Si haciendo y deshaciendo Valls es capaz de recuperar para sí el espíritu del Maragall alcalde, puede arrastrar muchos votos ciudadanos: los de Ciudadanos, los del catalanismo siempre moderado y ahora espantado, muchos del PSC y todos los que le queden al PP. Eso es transversalidad y lo demás gaitas.

Valls va, de momento, por libre y eso crea expectativas y dudas. Pero ¿acaso se sabe lo que va a hacer Casado?, ¿imaginaban muchos socialistas lo que haría Sánchez? Valls no es el único político imprevisible, pero sí el que más expectativas va a levantar de entre todos los candidatos a la alcaldía. De momento, ya se ha mostrado partidario de “mantener la firmeza con el separatismo” y, a la vez, recuperar un catalanismo que considera que “es de todos”.

Importa mucho que la primera ciudad de España por la que te preguntan cuando viajas lejos no se deje arrastrar y vuelva a mostrarse abierta y poderosa para enfrentar a un independentismo que se cree todo lo vanguardista, moderno y democrático que no es.
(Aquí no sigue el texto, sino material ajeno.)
PR #71, opened 2022-08-17
Improve mypy config

kmike:
A minor cleanup.


kmike:
sorry, let me send it against master instead

PR #74, opened 2022-08-18
New ItemPage

kmike:
This PR is built on top of https://github.com/scrapinghub/web-poet/pull/62 and https://github.com/scrapinghub/web-poet/pull/70, and should be only considered for merging after these 2 PRs. It could also make sense to review those 2 first.

The idea here is to extend ItemPage class, so that it provides a default to_item implementation, which uses web_poet fields if they're available. 

By default, dicts are created, but ItemPage can be parametrized with the item type. 

```py
class ProductPage(ItemPage[Product]):
    pass
``` 

In the example above, `await product_page.to_item()` would output a Product item, not a dict. Mypy is inferring types correctly for this case, i.e. it knows that item would be Product.

It's possible to change the item type in a subclass, by inheriting from `Returns[MyItem]` (see the tutorial). This feature works from the output point of view, but I was unable to make typing work properly in this case (commented inline). It could be a mypy bug though, I'm not sure.

Use cases with extended items (adding new fields) and with custom items (removing / changing fields) are covered in tests. There is `skip_nonitem_fields=True` argument exposed for the latter use case. https://github.com/scrapinghub/web-poet/pull/63 is a related PR which covers a remaining case (extra fields in the base class), but I'm not sure if that's a good pattern or not; I think it's better to discuss extra fields in the base classes separately..

The change is almost backwards compatible. I don't expect it to break any code, but it might break some type validation using mypy. There are 2 slight incompatibilities:

1. abstractmethod validation for to_item method is removed, because there is a default implementation now. It shouldn't affect user code.
2. to_item is defined as async. Code-wise, it shouldn't break user code, because existing ItemPage subclasses must implement their own to_item methods, and I can't imagine why they might call `super().to_item()`. It might break typing though, because mypy may issue an error (or a warning, not sure), if a regular `def to_item(self)` is defined in `ItemPage` subclass.

TODO:

* [x] decide if we should rename item_cls_fields parameter, and follow the decision 
* [x] API docs
* [x] Make sure Returns is in API docs
* [x] Rewrite fields tutorial
* [x] WebPage should supports fields. Should we deprecate ItemWebPage?
* [x] Check that other tutorials which mention ItemPage are valid


tests_typing/test_item_page.mypy-testing
```diff
@@ -0,0 +1,90 @@
...
+        price: float
+
+    class Subclass(BasePage, ItemPage[MyItem]):
+        @field
+        def price(self):
+            return 123
+
+    page = Subclass()
+    item = await page.to_item()
+    reveal_type(item)  # R: MyItem
```
kmike, line 90: This typing failure is my main concern with this PR. For some reason (maybe for a valid one), mypy thinks the type of item is going to be Item, not MyItem; that's why a test case is marked as xfail. 

What's interesting is that Pycharm thinks it's MyItem, so IDE works properly. 

I haven't checked yet if this should be considered a mypy bug or not, it needs a bit more exploration.

web_poet/pages.py
```diff
@@ -34,15 +36,33 @@ def is_injectable(cls: typing.Any) -> bool:
...
+        """Item class"""
+        param = get_generic_parameter(self.__class__)
+        if isinstance(param, typing.TypeVar):  # class is not parametrized
+            return dict  # type: ignore[return-value]
+        return param
+
+    async def to_item(self) -> ItemT:
         """Extract an item from a web page"""
+        return await item_from_fields(
+            self, item_cls=self.item_cls, item_cls_fields=self._skip_nonitem_fields
```
kmike, line 64: I wonder if it makes sense to rename `item_cls_fields` argument to `skip_nonitem_fields`

web_poet/pages.py
```diff
@@ -34,15 +36,33 @@ def is_injectable(cls: typing.Any) -> bool:
...
 
-    @abc.abstractmethod
-    def to_item(self):
+    _skip_nonitem_fields: bool
+
+    def __init_subclass__(cls, skip_nonitem_fields: bool = False, **kwargs):
+        super().__init_subclass__(**kwargs)
+        cls._skip_nonitem_fields = skip_nonitem_fields
+
+    @property
```
kmike, line 53: It seems this can be made a "class property", but it requires a bit more work

tests_typing/test_item_page.mypy-testing
kmike: The alternative I tried (https://github.com/scrapinghub/web-poet/pull/75) looks worse, because typing of to_item() method results doesn't work at all there. Here it works at least in some cases.

docs/advanced/fields.rst
```diff
@@ -314,63 +292,62 @@ to the item:
...
+    from my_library import FooPage, StandardItem
+    from web_poet import SetItemType, HttpResponse, field, ensure_awaitable
+
     @attrs.define
     class CustomItem(StandardItem):
         new_field: str
 
     @attrs.define
-    class CustomFooPage(FooPage):
+    class CustomFooPage(FooPage, SetItemType[CustomItem]):
```
kmike, line 304: Another naming idea:

```py
class CustomFooPage(FooPage, Returns[CustomItem]):
```

tox.ini
```diff
@@ -29,6 +29,15 @@ deps =
 
 commands = mypy web_poet tests
 
+[testenv:types]
+deps =
+    {[testenv]deps}
+    {[testenv:mypy]deps}
+    https://github.com/kmike/pytest-mypy-testing/archive/refs/heads/async-support.zip
```
kmike, line 36: it's needed because of https://github.com/davidfritzsche/pytest-mypy-testing/pull/31

web_poet/fields.py
```diff
@@ -73,33 +88,55 @@ def __get__(self, instance, owner=None):
...
+    obj, item_cls: Type[T] = dict, *, skip_nonitem_fields: bool = False  # type: ignore[assignment]
+) -> T:
     """Return an item of ``item_cls`` type, with its attributes populated
     from the ``obj`` methods decorated with :class:`field` decorator.
 
-    If ``item_cls_fields`` is True, ``@fields`` whose names don't match
-    any of the ``item_cls`` attributes are not passed to ``item_cls.__init__``.
-    When ``item_cls_fields`` is False (default), all ``@fields`` are passed
-    to ``item_cls.__init__``.
+    If ``skip_nonitem_fields`` is True, ``@fields`` whose names are not
```
kmike, line 111: I've renamed item_cls_fields to skip_nonitem_fields in this PR; does it look ok?

tests_typing/test_item_page.mypy-testing
BurnzZ: Interesting, it would seem **mypy** has still got some edge cases that are uncovered. I've tried looking deeper into this specific issue but to no avail. I'm wondering if we should also test this against other static type checkers like:
- https://github.com/microsoft/pyright
- https://github.com/facebook/pyre-check
- https://github.com/google/pytype

docs/intro/from-ground-up.rst
```diff
@@ -178,32 +187,40 @@ The same, but using web-poet
...
-  is created: ``BookPage(response=response)``.
-* ``BookPage`` inherits from :class:`~.WebPage` base class. This base class
-  is not doing much: it
+* instead of ``extract_book`` function we've got a ``BookPage`` class,
+  which inherits from :class:`~.ItemPage` base class, receives response
+  data in its ``__init__`` method, and returns the extracted item
+  in the ``to_item()`` method.
+
+Receiving a ``response`` argument in ``__init__`` is very common for page
+objects, so ``web-poet`` provides a shortcur for it: inherit from
```
BurnzZ, line 209:
```suggestion
objects, so ``web-poet`` provides a shortcut for it: inherit from
```

docs/intro/from-ground-up.rst
```diff
@@ -135,35 +141,38 @@ The same, but using web-poet
...
+    class BookPage(ItemPage):
         """
         A book page on http://books.toscrape.com website, e.g.
         http://books.toscrape.com/catalogue/a-light-in-the-attic_1000/index.html
         """
-        def extract_book(self):
+        def __init__(self, response: HttpResponse):
+            self.response = response
+
+        def to_item(self):
```
BurnzZ, line 162:
```suggestion
        def to_item(self) -> dict:
```

docs/intro/from-ground-up.rst
```diff
@@ -178,32 +187,40 @@ The same, but using web-poet
...
-     * defines ``__init__`` method which receives :class:`~.HttpResponse`, and
-     * provides shortcut methods like :meth:`~.WebPage.css`, which work by
-       creating :external:py:class:`parsel.selector.Selector` behind the scenes
-       (so that you don't need to create a selector in the ``extract_book`` method).
+.. code-block:: python
+
+    from web_poet import WebPage
+
+    class BookPage(WebPage):
+        def to_item(self):
```
BurnzZ, line 217:
```suggestion
        def to_item(self) -> dict:
```

docs/intro/from-ground-up.rst
```diff
@@ -215,41 +232,15 @@ to_item() method
 It is common to have Page Objects for a web page where a single main
```
BurnzZ, line 232: Should we also move this section much earlier? since the `to_item()` method has been already defined multiple times up top.

docs/intro/from-ground-up.rst
```diff
@@ -301,22 +292,35 @@ It might be easier to read the code written this way. Also, this style
...
-    in this style; see :ref:`web-poet-fields` .
-
-You may even write some base class to make it nicer - e.g. helper descriptors
-to define properties from CSS selectors, and a default ``to_item``
-implementation (so, no need to define ``to_item``).
-This is currently not implemented in ``web-poet``, but
-nothing prevents us from having a DSL like this:
+web-poet provides a small framework to simplify writing Page Objects
+in this style; see :ref:`web-poet-fields`. The example above can be simplified
+using web-poet fields - there is no need to write ``to_item`` boilerplate:
```
BurnzZ, line 297:
```suggestion
using web-poet :func:`web_poet.fields` - there is no need to write ``to_item`` boilerplate:
```

docs/intro/from-ground-up.rst
```diff
@@ -178,32 +187,40 @@ The same, but using web-poet
...
 
-* instead of ``extract_book`` function we got ``BookPage`` class,
-  which receives response data in its ``__init__`` method - see how it
-  is created: ``BookPage(response=response)``.
-* ``BookPage`` inherits from :class:`~.WebPage` base class. This base class
-  is not doing much: it
+* instead of ``extract_book`` function we've got a ``BookPage`` class,
+  which inherits from :class:`~.ItemPage` base class, receives response
+  data in its ``__init__`` method, and returns the extracted item
+  in the ``to_item()`` method.
```
Gallaecio, line 206:
```suggestion
* instead of the ``extract_book`` function we've got a ``BookPage`` class,
  which inherits from the :class:`~.ItemPage` base class, receives response
  data in its ``__init__`` method, and returns the extracted item
  in the ``to_item()`` method.
```

docs/intro/from-ground-up.rst
Gallaecio, line 209:
```suggestion
objects, so ``web-poet`` provides a shortcut for it: inherit from
```

docs/intro/from-ground-up.rst
```diff
@@ -301,22 +292,35 @@ It might be easier to read the code written this way. Also, this style
...
+        @field
+        def description(self):
+            return self.response.css("#product_description+ p").get().strip()
+
+        @field
+        def url(self):
+            return self.response.url
+
+.. note::
+    ``BookPage.to_item()`` method is ``async`` in the example above.
```
Gallaecio, line 322:
```suggestion
    The ``BookPage.to_item()`` method is ``async`` in the example above.
```

tests/test_pages.py
```diff
@@ -60,3 +72,100 @@ def to_item(self) -> dict:
...
+        @field
+        def name(self):
+            return "hello"
+
+        @field
+        def price(self):
+            return 123
+
+    # Item only contains "name", but not "price"
+    class Subclass(BasePage, Returns[Item], skip_nonitem_fields=True):
```
BurnzZ, line 164: Let's also add a test similar to this but `skip_nonitem_fields` is left out being `False` to assert that an exception is raised because of it.

docs/intro/from-ground-up.rst
```diff
@@ -708,10 +711,10 @@ Then, framework's role is to:
    (a common case is ``to_item``).
 
 For example, ``web-poet`` + Scrapy integration package (scrapy-poet_)
-may inspect a WebPage subclass you defined, figure out it needs
-:class:`~.HttpResponse` and nothing else, fetch scrapy's ``TextResponse``,
-create :class:`~.HttpResponse` instance from it, create your
-Page Object instance, and pass it to a spider callback.
+inspects a WebPage subclass you defined, figures out it needs
+:class:`~.HttpResponse` and nothing else, fetches scrapy's ``TextResponse``,
+creates :class:`~.HttpResponse` instance from it, creates your
```
Gallaecio, line 716:
```suggestion
:class:`~.HttpResponse` and nothing else, fetches Scrapy's ``TextResponse``,
creates an :class:`~.HttpResponse` instance from it, creates your
```

web_poet/fields.py
```diff
@@ -118,33 +96,47 @@ def get_fields_dict(cls_or_instance) -> Dict[str, FieldInfo]:
     return getattr(cls_or_instance, _FIELDS_INFO_ATTRIBUTE_READ, {})
 
 
-async def item_from_fields(obj, item_cls=dict, *, item_cls_fields=False):
+T = TypeVar("T")
```
BurnzZ, line 99: Should we utilize the same `ItemT` from `web_poet/pages.py`? as they're essentially the same

web_poet/pages.py
```diff
@@ -35,33 +37,47 @@ def is_injectable(cls: typing.Any) -> bool:
...
 
-class ItemPage(Injectable, abc.ABC):
-    """Base Page Object with a required :meth:`to_item` method.
-    Make sure you're creating Page Objects with ``to_item`` methods
-    if their main goal is to extract a single data record from a web page.
+ItemT = typing.TypeVar("ItemT")
+
+
+class Returns(typing.Generic[ItemT]):
+    """Inherit from this generic mixin to change item type used by
```
Gallaecio, line 44:
```suggestion
    """Inherit from this generic mixin to change the item type used by
```

docs/advanced/fields.rst
```diff
@@ -47,23 +47,15 @@ This approach has 2 main advantages:
...
----------------
-
+@field decorator
+----------------
 To aid writing Page Objects in this style, ``web-poet`` provides
-a few utilities:
-
-* :func:`@web_poet.field <web_poet.fields.field>` decorator,
-* :func:`web_poet.item_from_fields <web_poet.fields.item_from_fields>`
-  and :func:`web_poet.item_from_fields_sync <web_poet.fields.item_from_fields_sync>`
```
Gallaecio, line 58: It seems we are removing `item_from_fields_sync` from the documentation here. If so, should we remove the function altogether? Otherwise, maybe we should cover it somewhere in the documentation, even if briefly.

Also, should `item_from_fields` become a private function?

docs/intro/from-ground-up.rst
Gallaecio: [Already suggested](https://github.com/scrapinghub/web-poet/pull/74#discussion_r953426758).

docs/advanced/fields.rst
```diff
@@ -78,64 +70,51 @@ We can rewrite the example like this:
...
     import attrs
-    from web_poet import ItemPage, HttpResponse, HttpClient, field, item_from_fields
+    from web_poet import ItemPage, HttpResponse, HttpClient, field
 
 
     @attrs.define
     class MyPage(ItemPage):
         response: HttpResponse
-        http_client: HttpClient
+        http: HttpClient
```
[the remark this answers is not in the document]
BurnzZ: I think I like this shorter version as it could save 7 keystrokes. 😄 

Though if we change the naming convention, the other parts of the doc should also reflect it.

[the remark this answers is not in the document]
kmike: For me the main thing was its usage: `self.http.get(...)`, `self.http.post()` looks quite nice. But no strong opinion either, happy to revert it.

docs/advanced/fields.rst
kmike: They are currently covered in API docs for web_poet.fields. 
No strong opinon on keeping them public vs private; I wonder if they can be useful for implementing custom to_item methods.

docs/intro/from-ground-up.rst
kmike: web-poet fields are referred here as a concept, not as a module; I'm not sure it adding a link helps. The link doesn't look right (web_poet.fields is a module, not a function).

web_poet/fields.py
kmike: That's an interesting point, I have't considered it. Are there benefits in reusing typevars like this? 

In this particular case it seems there are scenarios when T can be not the same as ItemT, so they shouldn't be reused.

BurnzZ: No real benefit aside from ensuring that the types are consistent. But if some scenarios would result in diverging types, then we shouldn't reuse them. 👍

tests/test_pages.py
kmike: A good call, added more tests in https://github.com/scrapinghub/web-poet/pull/74/commits/98c2627d0b38ccd56c1c241661dee044db1eb0bc

docs/intro/from-ground-up.rst
kmike: it makes sense to add a note earlier; added it in https://github.com/scrapinghub/web-poet/pull/74/commits/28f917a3b7913c69ce3774e7d1d55105ebc6ff14. 

I'm not sure we can move the whole section earlier though. Currently the flow is this:

1. Show how code can be refactored without web-poet
2. Replicate the same thing with web-poet ("The same, but using web-poet")
3. Explain various concepts, starting from to_item.

We can't switch the sections, because web-poet is just introduced in a previous section. 
Maybe it's possible to write it all in some different way, but I'm out of ideas now :)

BurnzZ: I think that's fine. What do you think about adding a link pointing to the to_item() section instead to lead the read to more info? Though I think this would be a bit unnecessary since it would already be in the next section.

Gallaecio (approved):

docs/intro/from-ground-up.rst
kmike: I think it might be unnecessary; users should better keep reading, not jumping ahead :)

tests_typing/test_item_page.mypy-testing
kmike: I tried it with VS code + pylance, it agrees with mypy unfortunately. But I currently don't see a way around it, and alternatives look worse.

BurnzZ: I was also trying some of the workarounds mentioned in mypy's GH issue threads but couldn't make these particular examples work. Let's go with having them marked as xfail for now. 👍

BurnzZ (approved):
🚀

docs/advanced/fields.rst
```diff
@@ -314,63 +292,63 @@ to the item:
...
-To solve it, you can either
+One way to solve it is to make the orignal Page Object a dependency
+instead of inheriting from it, as explained in the beginning.
 
-* make the orignal Page Object a dependency instead of inheriting from it
-  (as explained in the beginning), or
-* use ``item_cls_fields=True`` argument of :func:`item_from_fields`:
-  when ``item_cls_fields`` parameter is True, ``@fields`` which
-  are not defined in the item are skipped.
+Alternatively, you can use ``skip_nonitem_fields=True`` class argument - it tells
```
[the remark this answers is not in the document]
kmike: I'm on fence about this suggestion :) On one hand, it makes sense. On the other hand, class arguments are so rarely used, so that thinking about default values of class arguments could be too much. I think for most users it'd be just "copy-paste ``skip_nonitem_fields=True``". No strong opinon on it though.

kmike:
Thanks for the review @Gallaecio @BurnzZ!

Solo Barcelona puede hacerlo y es creíble que el exprimer ministro de Francia pueda ayudar a que la ciudad recupere el pulso cosmopolita de siempre, que el insistente y bien subvencionado ambiente nacionalista le ha ido arrebatando lenta y cuidadosamente.

Un año después del referéndum del 1 de octubre y con el Parlament cerrado por desavenencias entre los propios independentistas, arranca la batalla de las municipales que en Barcelona se prevé durísima sobre todo porque los independentistas saben perfectamente que si se les vuelve a escapar Barcelona acabarán fracasando.

Si estamos o no asistiendo a un nuevo prodigio en esa ciudad ya se verá, pero el revulsivo de un “extranjero” nacido en la ciudad y con un currículo tan apabullante, es el cisne negro que nadie esperaba, que añade interés y que descoloca todas las previsiones.